Intellia Therapeutics, Inc. (NASDAQ: NTLA) is a clinical-stage gene editing company whose news flow centers on the development of CRISPR-based therapies. Company announcements frequently highlight progress in its in vivo programs, including nexiguran ziclumeran (nex-z) for transthyretin (ATTR) amyloidosis and lonvoguran ziclumeran (lonvo-z) for hereditary angioedema (HAE). Investors following NTLA news can see updates on clinical trial data, regulatory interactions and platform developments that shape the company’s pipeline.

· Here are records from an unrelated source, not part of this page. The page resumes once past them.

PR #13526, opened 2023-09-12
feat(app, shared-data, step-generation): frontend low volume support

jerader:
closes RAUT-714

# Overview

This adds low volume front-end support

# Test Plan

in PD/Step-generation:

sandbox: https://sandbox.designer.opentrons.com/app_pd-low-volume-support/

- create a Flex protocol with a p50 pipette (single or 8-channel) and a p1000 flex pipette (single or 8-channel). 
- Add 2x transfer steps (1 for each pipette)
- save and download the protocol and open up the json file. see that `configureForVolume` command occurs before the `aspirate` with the p50 pipette but not before the `aspirate` with the p1000 pipette.
- create a new Flex protocol with a p50 pipette (single or 8-channel). 
- this time add a mix step with mixing 1uL
- download the protocol, in the json file you should see only 1 `configureForVolume` command happening before the mix's `aspirate` and `dispense` commands

in the App:

- upload the protocol to the app and should pass protocol analysis. Check the run log command text for the `configureForVolume` commands.

# Changelog

in shared-data:
- add the types for `ConfigureForVolumeCreateCommand` and `ConfigureForVolumeRunTimeCommand`, add the optional `pushOut` param to `dispense` command

in app:
- add logic in `commandText` and add test cases

in PD:
- there are no visual changes to PD!

in Step-generation:
- create new `configureForVolume.ts` atomic command, add test for it
- add logic for emitting the command in `transfer.ts` before an `aspirate` happens and volume is 1uL and with the correct pipettes.
- add logic for emitting the command in `mix.ts` to happen before the set of mix `aspirate` and `dispense` commands.
- add a comment explaining that pushOut won't be specified in `dispense.ts`

# Review requests

see test plan

# Risk assessment

low

### DIFF
--- a/app/src/assets/localization/en/protocol_command_text.json
+++ b/app/src/assets/localization/en/protocol_command_text.json
@@ -1,7 +1,7 @@
 {
   "aspirate": "Aspirating {{volume}} µL from well {{well_name}} of {{labware}} in {{labware_location}} at {{flow_rate}} µL/sec",
   "blowout": "Blowing out at well {{well_name}} of {{labware}} in {{labware_location}} at {{flow_rate}} µL/sec",
-  "configure_for_volume": "Configure {{volume}} µL for aspirate",
+  "configure_for_volume": "Configure {{volume}} µL for aspirating with {{pipette}}",
   "closing_tc_lid": "Closing Thermocycler lid",
   "comment": "Comment",
   "confirm_and_resume": "Confirm and resume",
@@ -13,6 +13,7 @@
   "degrees_c": "{{temp}}°C",
   "disengaging_magnetic_module": "Disengaging Magnetic Module",
   "dispense": "Dispensing {{volume}} µL into well {{well_name}} of {{labware}} in {{labware_location}} at {{flow_rate}} µL/sec",
+  "dispense_push_out": "Dispensing {{volume}} µL into well {{well_name}} of {{labware}} in {{labware_location}} at {{flow_rate}} µL/sec with push out volume {{push_out_volume}} µL",
   "drop_tip": "Dropping tip in {{well_name}} of {{labware}}",
   "engaging_magnetic_module": "Engaging Magnetic Module",
   "fixed_trash": "Fixed Trash",
--- a/app/src/assets/localization/en/protocol_command_text.json
+++ b/app/src/assets/localization/en/protocol_command_text.json
@@ -1,6 +1,7 @@
 {
   "aspirate": "Aspirating {{volume}} µL from well {{well_name}} of {{labware}} in {{labware_location}} at {{flow_rate}} µL/sec",
   "blowout": "Blowing out at well {{well_name}} of {{labware}} in {{labware_location}} at {{flow_rate}} µL/sec",
+  "configure_for_volume": "Configure {{volume}} µL for aspirate",
   "closing_tc_lid": "Closing Thermocycler lid",
   "comment": "Comment",
   "confirm_and_resume": "Confirm and resume",
--- a/app/src/assets/localization/en/protocol_command_text.json
+++ b/app/src/assets/localization/en/protocol_command_text.json
@@ -1,7 +1,7 @@
 {
   "aspirate": "Aspirating {{volume}} µL from well {{well_name}} of {{labware}} in {{labware_location}} at {{flow_rate}} µL/sec",
   "blowout": "Blowing out at well {{well_name}} of {{labware}} in {{labware_location}} at {{flow_rate}} µL/sec",
-  "configure_for_volume": "Configure {{volume}} µL for aspirating with {{pipette}}",
+  "configure_for_volume": "Configure {{pipette}} to aspirate {{volume}} µL",
   "closing_tc_lid": "Closing Thermocycler lid",
   "comment": "Comment",
   "confirm_and_resume": "Confirm and resume",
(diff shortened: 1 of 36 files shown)


app/src/assets/localization/en/protocol_command_text.json
```diff
@@ -1,6 +1,7 @@
 {
   "aspirate": "Aspirating {{volume}} µL from well {{well_name}} of {{labware}} in {{labware_location}} at {{flow_rate}} µL/sec",
   "blowout": "Blowing out at well {{well_name}} of {{labware}} in {{labware_location}} at {{flow_rate}} µL/sec",
+  "configure_for_volume": "Configure {{volume}} µL for aspirating with {{pipette}}",
```
jerader: @ecormany , this is the commandText in the run log for configure_for_volume, does it make sense to you?

app/src/assets/localization/en/protocol_command_text.json
```diff
@@ -12,6 +13,7 @@
   "degrees_c": "{{temp}}°C",
   "disengaging_magnetic_module": "Disengaging Magnetic Module",
   "dispense": "Dispensing {{volume}} µL into well {{well_name}} of {{labware}} in {{labware_location}} at {{flow_rate}} µL/sec",
+  "dispense_push_out": "Dispensing {{volume}} µL into well {{well_name}} of {{labware}} in {{labware_location}} at {{flow_rate}} µL/sec with push out volume {{push_out_volume}} µL",
```
jerader: @ecormany and this is the commandText for dispensing with the pushOut param

step-generation/src/commandCreators/compound/transfer.ts
```diff
@@ -163,6 +165,20 @@ export const transfer: CommandCreator<TransferArgs> = (
             changeTipNow = isInitialSubtransfer || destWell !== prevDestWell
           }
 
+          const configureForVolumeCommand: CurriedCommandCreator[] =
```
jerader, line 167: note: this command emits every time for a p50 flex pipette in the beginning of a transfer. So if you were to aspirate/dispense multiple times in the same transfer (at the same volume, since you're not allowed to change volumes in the middle of a transfer in PD), this command will only happen once at the beginning. But if you were to add a new transfer right afterwards with the same volume, the command would emit again. That is where i'm not too sure how to refactor to not emit it again 🤔 , would need to do so in a follow up PR

sfoster1:
App command render looks good!

app/src/assets/localization/en/protocol_command_text.json
ecormany: To be really useful, I would like the run log text to say what _mode_ the pipette is placed in. I chatted some with @andySigler about this yesterday, although I don't think we came to a final decision re: run log.

If, at least at this point, the run log is just going to report the arguments passed to `configureForVolume`, then I'd suggest `Configure {{pipette}} to aspirate {{volume}} µL`

app/src/assets/localization/en/protocol_command_text.json
ecormany: oof this is long but i dunno that there's much we can do…
```suggestion
  "dispense_push_out": "Dispensing {{volume}} µL into well {{well_name}} of {{labware}} in {{labware_location}} at {{flow_rate}} µL/sec and pushing out {{push_out_volume}} µL",
```
do we need to state the push-out flow rate or is it constant?

mjhuff (approved):
It's hard for me to tell if conceptually these changes are correct (since I'm still learning PD), but I tested per your instructions and everything works. The JS lgtm as well! 🚀

app/src/assets/localization/en/protocol_command_text.json
jerader: Oh wow, that order of words makes way more sense than what I had 😅

sfoster1 (changes requested):
Stuff from initial testing
- ✅ app rendering of configure looks good 
   - ❓  though it says "Configuring 1 ul for aspiration with <blah blah pipette>" and maybe it should say "Configuring <blah blah> pipette to aspirate 1ul"
- ❌ PD UI for push out needs to change; we should either not
   - not have push out UI at all (my pref) because specifying it is complex (see below) and not emit the arg in step-generation so it uses default settings or
   - have push out be a check box _that defaults to checked_, such that when it's checked step-generation doesn't emit the push out arg and when it's not checked step-generation emits it with a 0 value
   - have push out be the same "default or set value" ui field that we have elsewhere where defaulted is null/not present in s-g, and a real value is set to that value. note that here it can only be shown on full dispenses and the limits for the value have to be computed from the liquid settings as (bottom-blow_out)*plunger_surface_area
- [ ] haven't tested the actual generated protocol yet though

sfoster1 (changes requested):
`configureForVolume` needs to be emitted more frequently. right now it's emitted only before 1ul aspirates, which means the pipette could never switch out of the low volume mode. we need to, on flex 50ul pipettes, emit before each aspirate that starts with the plunger empty, with the total volume we'll aspirate until the next time the plunger is empty

sfoster1 (approved):
- [x] made a protocol in PD branch with 50ul 1 and 8 channels
   - [x] with a variety of transfer volumes, always saw configure for volume
   - [x] protocol analyzed successfully in app branch
   - [x] ODD and app runlog displayed configures successfully
   - [x] configures executed properly traced through to api logs
- [x] made protocol with mix in PD branch
   - [x] saw configure before mix multistep
- [x] made protocol with 1000ul pipettes and saw no configure for volumes

Looks good to me in my dev testing!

Recent Intellia press releases and SEC-furnished materials describe longer-term Phase 1 and Phase 1/2 data for nex-z and lonvo-z, pooled analyses of patient outcomes, and details from global Phase 3 trials such as MAGNITUDE, MAGNITUDE-2 and HAELO. News items also cover events such as temporary pauses in patient dosing, FDA clinical holds on Phase 3 nex-z trials, and subsequent company plans to work with regulators. These disclosures provide insight into both the potential and the risks associated with Intellia’s CRISPR-based candidates.
Beyond clinical results, NTLA news includes quarterly financial updates, equity inducement grants under Nasdaq Listing Rule 5635(c)(4), and investor presentations at major healthcare conferences. Together, these items give a view into Intellia’s operational progress, capital position and strategic priorities as it advances gene editing therapies for serious diseases like ATTR amyloidosis and HAE.
This news page aggregates Intellia’s latest press releases and related market-moving information in one place, allowing readers to review clinical milestones, regulatory developments and corporate updates linked to the NTLA stock.
Intellia Therapeutics announced positive long-term data from the Phase 1 study of NTLA-2002, a CRISPR-based gene editing therapy for hereditary angioedema (HAE). The data showed that eight out of ten patients remained attack-free following a 16-week primary observation period and continued to show positive results for over two years. A single dose of NTLA-2002 led to a 98% reduction in monthly HAE attacks. All patients who stopped prophylaxis treatment remained free from chronic treatment. The therapy demonstrated a favorable safety profile with mild adverse events. The company plans to begin a Phase 3 trial in the second half of 2024.
Intellia Therapeutics, Inc. announced strong financial results and progress in gene editing therapies for various diseases. They are rapidly enrolling patients in Phase 3 trials for ATTR amyloidosis, planning new Phase 3 trials for other conditions, and presenting clinical data in 2024. The company ended Q1 2024 with approximately $953 million in cash.
Intellia Therapeutics, a gene editing company, will discuss its first quarter 2024 financial results and operational highlights on May 9, 2024. The conference call will focus on revolutionizing medicine with CRISPR-based therapies. Investors can join the call via phone or webcast.
Intellia Therapeutics, Inc. (NASDAQ: NTLA) will present updated data from the Phase 1/2 study of NTLA-2002 for the treatment of Hereditary Angioedema (HAE) at the EAACI Congress 2024. The presentation will cover safety, kallikrein reduction, and attack rate data. The company will also host an investor webcast on June 3, 2024.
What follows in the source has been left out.